(Saved data entries)
__________
PR #1578, opened 2025-04-21
[WIP] Implement RFC 41: `lib.fixed`

vk2seb:
## Overview

- This is a staging ground for experimenting with the ergonomics of `lib.fixed` while the [associated RFC](https://github.com/amaranth-lang/rfcs/pull/41) is being worked on. It started as a fork of @zyp's early implementation of the RFC [here](https://github.com/amaranth-lang/amaranth/pull/1005), however a few things have changed since then.
  - Most importantly, this PR adds some tests, which makes it more obvious what the consequences of different design decisions will be.
  - Also, all operators required for real-world use are now implemented
- As of now, this PR adheres to the latest version of the RFC, with some minor changes (these will be discussed further in the RFC issue):
  - New methods on `fixed.Value` - `.saturate()` and `.clamp()` - these are commonly needed in my DSP codebase, but it may make sense to punt these new methods to a future RFC.
  - `.truncate()` is added as an alias for `.reshape()`, the only difference being that it verifies there was a reduction of `f_bits` requested.
  - The `numerator()` method is dropped, as I found a way to combine it with `as_value()` reliably.
- I have already integrated this implementation of `lib.fixed` in [this Tiliqua PR](https://github.com/apfaudio/tiliqua/pull/103) and tested it underneath my library of DSP cores, and will continue to use the learnings there in order to guide the RFC.
- It should be obvious that this PR needs a cleanup pass, improved diagnostics, and a lot of documentation work after the RFC is complete. However, it is already usable in real projects as all essential operations are implemented.

## Simple example

Consider the implementation of a simple [Low-pass filter](https://en.wikipedia.org/wiki/Low-pass_filter), where we wish to compute the difference equation `y = y[n-1] * beta + x * (1 - beta)` using fixed point representation:

```python
class OnePole(wiring.Component):

    def __init__(self, beta=0.9, sq=fixed.SQ(1, 15)):
        self.beta = beta
        self.sq = sq
        super().__init__({
            "x": In(sq),
            "y": Out(sq),
        })

    def elaborate():
        m = Module()
        a = fixed.Const(self.beta, shape=self.sq)
        b = fixed.Const(1-self.beta, shape=self.sq)
        # Quantization from wider to smaller fixed.Value occurs on the `.eq()`
        m.d.sync += self.y.eq(self.y*a + self.x*b)
        return m
```

### DIFF
--- a/amaranth/lib/fixed.py
+++ b/amaranth/lib/fixed.py
@@ -215,7 +215,7 @@ class Value(hdl.ValueCastable):
                 return Value.cast(self.as_value(), self.f_bits - other)
         elif not isinstance(other, hdl.Value):
             raise TypeError("Shift amount must be an integer value")
-        if other.signed:
+        if other.shape().signed:
             raise TypeError("Shift amount must be unsigned")
         return Value.cast(self.as_value() << other, self.f_bits)
 
--- a/amaranth/lib/fixed.py
+++ b/amaranth/lib/fixed.py
@@ -282,8 +282,8 @@ class Const(Value):
         if shape is None:
             signed = num < 0
             f_bits = bits_for(den) - 1
-            i_bits = max(0, bits_for(abs(num)) - f_bits)
-            shape = SQ(i_bits+1, f_bits) if signed else UQ(i_bits, f_bits)
+            i_bits = max(1 if signed else 0, bits_for(num) - f_bits)
+            shape = SQ(i_bits, f_bits) if signed else UQ(i_bits, f_bits)
 
         # Scale value to given precision.
         if 2**shape.f_bits > den:
--- a/amaranth/lib/fixed.py
+++ b/amaranth/lib/fixed.py
@@ -1,0 +1,328 @@
+# Based on latest iteration of fixed point types RFC, which
+# is an effort undertaken by the Amaranth community, as well
+# as an early (incomplete) RFC implementation by zyp@
+#
+# RFC (community): https://github.com/amaranth-lang/rfcs/pull/41
+# Early implementation (zyp@): https://github.com/amaranth-lang/amaranth/pull/1005
+#
+# SPDX-License-Identifier: BSD-3-Clause
+
+from .. import hdl, Mux
+from ..utils import bits_for
+
+__all__ = ["Shape", "SQ", "UQ", "Value", "Const"]
+
+class Shape(hdl.ShapeCastable):
+
+    def __init__(self, shape, f_bits=0):
+        self._storage_shape = shape
+        self.i_bits, self.f_bits = shape.width-f_bits, f_bits
+        if self.i_bits < 0 or self.f_bits < 0:
+            raise TypeError(f"fixed.Shape may not be created with negative bit widths (i_bits={self.i_bits}, f_bits={self.f_bits})")
+        if shape.signed and self.i_bits == 0:
+           raise TypeError(f"A signed fixed.Shape cannot be created with i_bits=0")
+        if self.i_bits + self.f_bits == 0:
+            raise TypeError(f"fixed.Shape may not be created with zero width")
+
+    @property
+    def signed(self):
+        return self._storage_shape.signed
+
+    @staticmethod
+    def cast(shape, f_bits=0):
+        if not isinstance(shape, hdl.Shape):
+            raise TypeError(f"Object {shape!r} cannot be converted to a fixed.Shape")
+        return Shape(shape, f_bits)
+
+    def const(self, value):
+        if value is None:
+            value = 0
+        return Const(value, self)._target
+
+    def as_shape(self):
+        return self._storage_shape
+
+    def __call__(self, target):
+        return Value(self, target)
+
+    def min(self):
+        c = Const(0, self)
+        c._value = c._min_value()
+        return c
+
+    def max(self):
+        c = Const(0, self)
+        c._value = c._max_value()
+        return c
+
+    def from_bits(self, raw):
+        c = Const(0, self)
+        c._value = raw
+        if self.signed and raw > c._max_value():
+            # 2s complement signed value, but `raw` was unsigned.
+            c._value = c._min_value() + c._value - c._max_value() - 1
+        if c._value < c._min_value() or c._value > c._max_value():
+            raise ValueError(
+                f"{raw} outside expected range {c._min_value()}, {c._max_value()}")
+        return c
+
+    def __repr__(self):
+        return f"fixed.Shape({self._storage_shape}, f_bits={self.f_bits})"
+
+
+class SQ(Shape):
+    def __init__(self, i_bits, f_bits):
+        super().__init__(hdl.Shape(i_bits + f_bits, signed=True), f_bits)
+
+
+class UQ(Shape):
+    def __init__(self, i_bits, f_bits):
+        super().__init__(hdl.Shape(i_bits + f_bits, signed=False), f_bits)
+
+
+class Value(hdl.ValueCastable):
+    def __init__(self, shape, target):
+        self._shape = shape
+        if self.signed and not target.shape().signed:
+            # When methods bit-pick or concatenate to
+            # the _target of a Value, and then use this
+            # to reconstruct a Value, we may lose the
+            # signedness of its underlying _target.
+            self._target = target.as_signed()
+        else:
+            self._target = target
+
+    @property
+    def signed(self):
+        return self._shape.signed
+
+    @staticmethod
+    def cast(value, f_bits=0):
+        return Shape.cast(value.shape(), f_bits)(value)
+
+    @property
+    def i_bits(self):
+        return self._shape.i_bits
+
+    @property
+    def f_bits(self):
+        return self._shape.f_bits
+
+    def shape(self):
+        return self._shape
+
+    def as_value(self):
+        return self._target
+
+    def eq(self, other):
+        if isinstance(other, hdl.Value):
+            return self.as_value().eq(other)
+        elif isinstance(other, int) or isinstance(other, float):
+            other = Const(other, self.shape())
+        elif not isinstance(other, Value):
+            raise TypeError(f"Object {other!r} cannot be converted to a fixed.Value")
+        other = other.reshape(self.f_bits)
+        return self.as_value().eq(other.as_value())
+
+    def reshape(self, f_bits):
+        # If we're increasing precision, extend with more fractional bits. If we're
+        # reducing precision, truncate bits.
+        shape = hdl.Shape(self.i_bits + f_bits, signed=self.signed)
+        if f_bits > self.f_bits:
+            result = Shape(shape, f_bits)(hdl.Cat(hdl.Const(0, f_bits - self.f_bits), self.as_value()))
+        else:
+            result = Shape(shape, f_bits)(self.as_value()[self.f_bits - f_bits:])
+        return result
+
+    def truncate(self, f_bits=0):
+        if f_bits > self.f_bits:
+            raise ValueError(
+                f"`.truncate(f_bits={f_bits}) exceeds the underlying type's f_bits={self.f_bits}. "
+                "Use `.reshape()` to instead extend `f_bits`."
+            )
+        return self.reshape(f_bits)
+
+    def clamp(self, lo, hi):
+        if not isinstance(lo, Value) or not isinstance(hi, Value):
+            raise TypeError(f"Cannot `clamp` as lo, hi are not fixed.Value")
+        lo = lo.reshape(self.f_bits)
+        hi = hi.reshape(self.f_bits)
+        return Value(self.shape(), Mux(
+            self > hi, hi,
+            Mux(self < lo, lo, self)
+        ))
+
+    def saturate(self, shape):
+        if not isinstance(shape, Shape):
+            raise TypeError(f"Cannot `saturate` to bounds of {shape!r} as it is not a fixed.Shape")
+        if not shape.i_bits <= self.i_bits:
+            raise ValueError(f"Cannot `saturate`: shape.i_bits={shape.i_bits} > self.i_bits={self.i_bits} would have no effect.")
+        clamped = self.reshape(shape.f_bits).clamp(shape.min(), shape.max())
+        return Value(shape, clamped.as_value())
+
+    def _binary_op(self, rhs, operator, callable_f_bits = lambda a, b: max(a, b), pre_reshape=True, post_cast=True):
+        if isinstance(rhs, hdl.Value):
+            rhs = Value.cast(rhs)
+        elif isinstance(rhs, int):
+            rhs = Const(rhs)
+        elif not isinstance(rhs, Value):
+            raise TypeError(f"Object {rhs!r} cannot be converted to a fixed.Value")
+        f_bits = callable_f_bits(self.f_bits, rhs.f_bits)
+        if pre_reshape:
+            lhs = self.reshape(f_bits)
+            rhs = rhs.reshape(f_bits)
+        else:
+            lhs = self
+        value = getattr(lhs.as_value(), operator)(rhs.as_value())
+        return Value.cast(value, f_bits) if post_cast else value
+
+    def __mul__(self, other):
+        return self._binary_op(other, '__mul__', lambda a, b: a + b, pre_reshape=False)
+
+    __rmul__ = __mul__
+
+    def __add__(self, other):
+        return self._binary_op(other, '__add__')
+
+    __radd__ = __add__
+
+    def __sub__(self, other):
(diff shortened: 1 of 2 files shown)


goekce:
I noticed `==` seems to work differently than standard types. Is this intended? I noticed this while writing assertions:
```py
from amaranth import *
from amaranth.lib import fixed
from amaranth.lib.wiring import Component, In, Out


class C(Component):
    o: Out(1)

        m = Module()
        self.s = Signal(2)
        self.f = Signal(fixed.SQ(2, 2))
        m.d.sync += self.o.eq(self.s)
        return m


from amaranth.sim import Period, Simulator

dut = C()


async def bench(ctx):
    for _ in range(1):
        print(ctx.get(dut.s) == 0)  # True
        print(ctx.get(dut.f) == 0)  # (== (s (slice (const 4'sd0) 0:4)) (cat (const 2'd0) (const 1'd0)))
        await ctx.tick()


sim = Simulator(dut)
sim.add_clock(Period())
sim.add_testbench(bench)
sim.run()
```
outputs:
```
True
(== (s (slice (const 4'sd0) 0:4)) (cat (const 2'd0) (const 1'd0)))
```

vk2seb:
@goekce Thanks for taking a look! I think this is happening because of the comparison outside the simulation context, rather than inside it, which means that `from_bits` is converting the type back up to a `fixed.SQ`. I see similar behaviour with other types from `amaranth.lib`, for example `enum`:

```
from amaranth import *
from amaranth.lib import fixed, enum
from amaranth.lib.wiring import Component, In, Out

class Funct4(enum.Enum, shape=unsigned(4)):
    ADD = 0
    SUB = 1
    MUL = 2

class C(Component):
    o: Out(1)

        m = Module()
        self.s = Signal(2)
        self.e = Signal(Funct4)
        self.f = Signal(fixed.SQ(2, 2))
        m.d.sync += self.o.eq(self.s)
        return m


from amaranth.sim import Period, Simulator

dut = C()


async def bench(ctx):
    for _ in range(1):
        # raw result of from_bits()
        print(ctx.get(dut.s)) # 0
        print(ctx.get(dut.e)) # Funct4.ADD
        print(ctx.get(dut.f)) # fixed.SQ(2, 2) (const 4'sd0)
        # compare inside the simulation context
        print(ctx.get(dut.s == 0))                                    # 1
        print(ctx.get(dut.e == Funct4.ADD))                           # 1
        print(ctx.get(dut.f == 0))                                    # 1
        print(ctx.get(dut.f == fixed.Const(0, shape=fixed.SQ(2, 2)))) # 1
        # compare outside the simulation context
        print(ctx.get(dut.e) == 0) # False (even though Funct4.ADD is 0)
        print(ctx.get(dut.f) == 0) # (== (s (slice (const 4'sd0) 0:4)) (cat (const 2'd0) (const 1'd0)))
        await ctx.tick()


sim = Simulator(dut)
sim.add_clock(Period())
sim.add_testbench(bench)
sim.run()
```

As an example for writing assertions, maybe take a look at the tests attached to this PR. That being said, this is still a work in progress and not quite ready for review yet!

vk2seb:
@goekce a related topic to your example's evaluation outside the simulation context is elaboration-time evaluation of constant expressions. which is something I'd like to leave out of this RFC, even if we could add it in the future. For example

```
>>> from amaranth import *
>>> Const(5) + Const(3)
(+ (const 3'd5) (const 2'd3))
>>> Const(5) == Const(3)
(== (const 3'd5) (const 2'd3))
```

goekce:
I was not aware of the possibility that I can do a simulation-time comparison. Thanks Seb, this would solve my problem.

As I understand, elaboration-time evaluation of constant expressions is extra work.👍

whitequark:
You can already do elaboration-time comparison of const expressions by doing `Const.cast(a).value == Const.cast(b).value`.

vk2seb:
For comparison with zero that makes sense but for other values, if we drop the `fixed.Shape` this kind of comparison is not so intuitive
```
>>> Const.cast(fixed.Const(0.5, shape=fixed.SQ(2, 2))).value == 2
True
```
I think this kind of use case is better covered by `as_float`
```
fixed.Const(0.5, shape=fixed.SQ(2, 2)).as_float() == 0.5
```
In the example from @goekce - if we really want to do the comparison outside the sim context for some reason
```
print(ctx.get(dut.f).as_float() == 0.0) # True
```

whitequark:
What I mean is that `Const.cast()` is the Amaranth entry point for e.g. resolving concantenations or indexing into an Amaranth constant value. It is up to the end user or library how this API is used, I only wanted to mention that it is available.

goekce:
I am confused about how `Const.cast()` would be valuable here.

I thought `Const.cast()` is actually used in the following expression so that the signal provides directly an output that can be used in elaboration-time:

```
(Pdb) ctx.get(dut.s)
0
```

But it is probably not used:
```
(Pdb) Const.cast(dut.s)
*** TypeError: Value (sig s) cannot be converted to an Amaranth constant
```

Or do you just want to say that `Const.cast()` could be used for `fixed` values whenever an expression like `with m.Case(...):` as documented in [the RFC about `Const.cast()`](https://github.com/amaranth-lang/rfcs/blob/main/text/0004-const-castable-exprs.md)?

goekce:
I noticed `__str__` should be included in RFC. Using `__str__` from the parent class could lead to confusion. In the following `fixed` signal is printed as `-4`:

```py
from amaranth import *
from amaranth.lib import fixed
from amaranth.lib.wiring import Component, In, Out


class C(Component):
    o: Out(1)

        m = Module()
        self.s = Signal(signed(2), init=-1)
        self.f = Signal(fixed.SQ(2, 2), init=-1.0)
        m.d.sync += Print('Print signed', self.s)
        m.d.sync += Print('Print fixed', self.f)
        return m


from amaranth.sim import Period, Simulator

dut = C()


async def bench(ctx):
    print('ctx.get signed', ctx.get(dut.s))
    print('ctx.get fixed', ctx.get(dut.f))
    await ctx.tick()


sim = Simulator(dut)
sim.add_clock(Period())
sim.add_testbench(bench)
sim.run()
```
Output:
```
ctx.get signed -1
ctx.get fixed fixed.SQ(2, 2) (const 4'sd-4)
Print signed -1
Print fixed -4
```

amaranth/lib/fixed.py
```diff
@@ -0,0 +1,328 @@
...
+        return self.as_value().eq(other.as_value())
+
+    def reshape(self, f_bits):
+        # If we're increasing precision, extend with more fractional bits. If we're
+        # reducing precision, truncate bits.
+        shape = hdl.Shape(self.i_bits + f_bits, signed=self.signed)
+        if f_bits > self.f_bits:
+            result = Shape(shape, f_bits)(hdl.Cat(hdl.Const(0, f_bits - self.f_bits), self.as_value()))
+        else:
+            result = Shape(shape, f_bits)(self.as_value()[self.f_bits - f_bits:])
```
goekce, line 134:
```suggestion
        elif f_bits < self.f_bits:
            result = Shape(shape, f_bits)(self.as_value()[self.f_bits - f_bits:])
        else:
            result = Shape(shape, f_bits)(self.as_value())
```
This suggestion avoids unnecessary slicing, which simplifies the representation:
- before: `fixed.SQ(3, 3) (+ (s (slice (const 5'sd-9) 0:5)) (cat (const 3'd0) (const 1'd1)))`
- after: `fixed.SQ(3, 3) (+ (const 5'sd-9) (cat (const 3'd0) (const 1'd1)))`

goekce:
If a `Mux` is an operand, the arithmetic result is wrong. I did not have the time to investigate further, but have the feeling that `Mux` cannot return that the result should be interpreted as a `fixed` shape:

`self.a` should output `0.25`, but it does not:

```py
from amaranth import *
from amaranth.lib import fixed
from amaranth.lib.wiring import Component, In, Out


class C(Component):
    y: Out(fixed.SQ(8, 4))

        m = Module()
        self.a = Signal(self.y.shape())
        self.b = Signal(self.y.shape())
        self.c = Signal(self.y.shape())
        m.d.comb += [
            self.a.eq(fixed.Const(-1.125) + Mux(1, fixed.Const(1.375), 0)),
            self.b.eq(fixed.Const(-1.125) + fixed.Const(1.375)),
            self.c.eq(Mux(1, fixed.Const(1.375), 0)),
        ]
        m.d.sync += self.y.eq(self.a)
        return m


from amaranth.sim import Period, Simulator

dut = C()


async def bench(ctx):
    await ctx.tick()
    print(ctx.get(dut.a).as_float())
    print(ctx.get(dut.b).as_float())
    print(ctx.get(dut.c).as_float())
    print(Mux(1, fixed.Const(1.375), 0).shape())


sim = Simulator(dut)
sim.add_clock(Period())
sim.add_testbench(bench)
sim.run()
```
Result:
```
9.875
0.25
0.6875
unsigned(4)
```

amaranth/lib/fixed.py
vk2seb: agree, thanks!

vk2seb:
> If a Mux is an operand, the arithmetic result is wrong. I did not have the time to investigate further, but have the feeling that Mux cannot return that the result should be interpreted as a fixed shape:

Thanks, I haven't played with `Mux` much in combination with `fixed.Value`, this makes a good candidate for some more test cases. There are some tests on the `fixed.Value(shape, Mux(a, b, c))` statement inside `fixed.Value.clamp(...)`, but in this case the 2 shapes are guaranteed to be the same, so I guess `Mux` losing the underlying type did not have an adverse effect and so I didn't catch it. In your example, forcing the incoming type to match also 'fixes' it: `self.c.eq(Mux(1, fixed.Const(1.375, self.y.shape()), 0))`

Ideally we want to attack this without touching anything outside `lib.fixed`, on a quick skim I think the information is lost on the cast to `Value` [here](https://github.com/amaranth-lang/amaranth/blob/fd41201e20592f412b15fd33fd29a9eb36899c69/amaranth/hdl/_ast.py#L1908). This also looks related to [`Shape._unify`](https://github.com/amaranth-lang/amaranth/blob/fd41201e20592f412b15fd33fd29a9eb36899c69/amaranth/hdl/_ast.py#L175) - we kind of need a similar `_unify` operation to automatically perform a `.reshape()` up to `max(f_bits)` in the same fashion as `fixed.Value._binary_op` already does.

It seems other types similarly lose the type information through `Mux`:

```
from amaranth.lib import enum, data

class Funct(enum.Enum, shape=4):
    ADD = 0
    SUB = 1
    MUL = 2

rgb565_layout = data.StructLayout({
    "red":   5,
    "green": 6,
    "blue":  5
})

print(Mux(1, Funct.ADD, Funct.MUL).shape()) # unsigned(4)
print(Mux(1, Signal(rgb565_layout), Signal(rgb565_layout)).shape()) # unsigned(16)
```

In this case it seems making `Mux` more intelligent to what is happening to `fixed.Value` would be different to how existing types behave. What do you think @whitequark ? I would like to avoid touching the infrastructure underneath `Mux` if we can here, and then we could address preserving shapes through `Mux` in a future RFC?

whitequark:
> I would like to avoid touching the infrastructure underneath `Mux` if we can here, and then we could address preserving shapes through `Mux` in a future RFC?

Yeah, that sounds reasonable. We actually discussed the option of preserving shapes through `Mux` and `SwitchValue`; @wanda-phi, do you recall what came out of those discussions?

vk2seb:
> The workaround I found was to use an m.If and create two different arithmetic assignments.

If one really wants to use a `Mux` that is `lib.Fixed` aware, an easier workaround might be to build this on top of the primitives already supplied by `lib.Fixed`, for example:

```
def FMux(test, a, b):
    if isinstance(a, fixed.Value) and isinstance(b, fixed.Value):
        f_bits = max(a.f_bits, b.f_bits)
        return fixed.Value(a.shape() if a.i_bits >= b.i_bits else b.shape(),
                     Mux(test, a.reshape(f_bits), b.reshape(f_bits)))
    elif isinstance(a, fixed.Value):
        return fixed.Value(a.shape(), Mux(test, a, b))
    elif isinstance(b, fixed.Value):
        return fixed.Value(b.shape(), Mux(test, a, b))
    else:
        raise TypeError("FMux should only be used on fixed.Value")
```

On your example:

```
self.a.eq(fixed.Const(-1.125) + FMux(1, fixed.Const(1.375), 0)),
self.b.eq(fixed.Const(-1.125) + fixed.Const(1.375)),
self.c.eq(FMux(1, fixed.Const(1.375), 0)),
self.d.eq(fixed.Const(-1.125) + FMux(1, fixed.Const(1.375, self.y.shape()), 0)),
self.e.eq(fixed.Const(-1.125) + FMux(1, fixed.Const(1.375, self.y.shape()), 0)),
self.f.eq(fixed.Const(-1.125) + FMux(1, fixed.Const(1.375), fixed.Const(0))),

# Prints
fixed.Const(0.25, SQ(8, 4))
fixed.Const(0.25, SQ(8, 4))
fixed.Const(1.375, SQ(8, 4))
fixed.Const(0.25, SQ(8, 4))
fixed.Const(0.25, SQ(8, 4))
fixed.Const(0.25, SQ(8, 4))
```

I would however not include such a workaround in this RFC. I think attacking this properly would imply modifying `Mux` to preserve shapes. Which should be a separate RFC, as it has wider consequences than just adding a module to the standard library as `lib.fixed` aims to do.

Whether `lib.fixed` should be blocked by a shape-preserving `Mux` implementation is not something I have a strong opinion on, at least in my DSP codebases I haven't found much use for `Mux` outside of `.clamp()` which is provided here and is already shape-preserving.

goekce:
Thanks for the `FMux`. I will try it.

IMHO `fixed` could attract other users, so I would not block it, if shape preserving `Mux` has not a high priority right now. `Mux` issue should then be noted though.

goekce:
1. I tried `FMux` and it works 🙂. I find it a short way of expressing statements like `z = a + (b if c else d) + e` instead of writing `if ... then z = a + b + e else z = a + d + e`.

3. I noticed:
    ```py
   In [30]: fixed.Const(-2)
   Out[30]: fixed.Const(-2.0, SQ(3, 0))
   ```
   -2 requires only two bits in two's complement. Is it intended that it generates 3 bits?

amaranth/lib/fixed.py
```diff
@@ -0,0 +1,334 @@
...
+        # If we're increasing precision, extend with more fractional bits. If we're
+        # reducing precision, truncate bits.
+        shape = hdl.Shape(self.i_bits + f_bits, signed=self.signed)
+        if f_bits > self.f_bits:
+            result = Shape(shape, f_bits)(hdl.Cat(hdl.Const(0, f_bits - self.f_bits), self.as_value()))
+        elif f_bits < self.f_bits:
+            result = Shape(shape, f_bits)(self.as_value()[self.f_bits - f_bits:])
+        else:
+            result = Shape(shape, f_bits)(self.as_value())
+        return result
```
goekce, line 137: I additionally noticed that [`reshape(shape)` from the RFC](https://github.com/zyp/amaranth-rfcs/blob/cb3d938753a6c22640bdb0befefd236300be9937/text/0041-fixed-point.md?plain=1#L63-L64) is not implemented. Is this intended?

amaranth/lib/fixed.py
```diff
@@ -0,0 +1,334 @@
...
+                raise ValueError("Shift amount cannot be negative")
+
+            if other > self.f_bits:
+                value = hdl.Cat(hdl.Const(0, other - self.f_bits), self.as_value())
+                return Value.cast(value.as_signed() if self.signed else value)
+            else:
+                return Value.cast(self.as_value(), self.f_bits - other)
+        elif not isinstance(other, hdl.Value):
+            raise TypeError("Shift amount must be an integer value")
+        if other.signed:
```
qbojj: probably should be `other.shape().signed`

amaranth/lib/fixed.py
```diff
@@ -0,0 +1,334 @@
...
+
+    def __gt__(self, other):
+        return self._binary_compare(other, '__gt__')
+
+    def __le__(self, other):
+        return self._binary_compare(other, '__le__')
+
+    def __eq__(self, other):
+        return self._binary_compare(other, '__eq__')
+
```
qbojj: missing `__ne__`

vk2seb: thanks, added this and a simple test for it.

turbocool3r:
I've refactored my radio pet project to use this PR and it looks really good now, thanks!

The only thing I've found confusing is that `Const(a)` will raise an exception in case `a` doesn't fit in it's shape, but won't even warn you if the shape doesn't have enough fractional bits to represent `a` and it becomes zero.

Also what about complex numbers? That'll be very useful for RF stuff. Should these be at least considered in this PR?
__________
■ Exercise details:
The answer must be one number: how many lines in the records above contain "seems".

■ Written answer:
3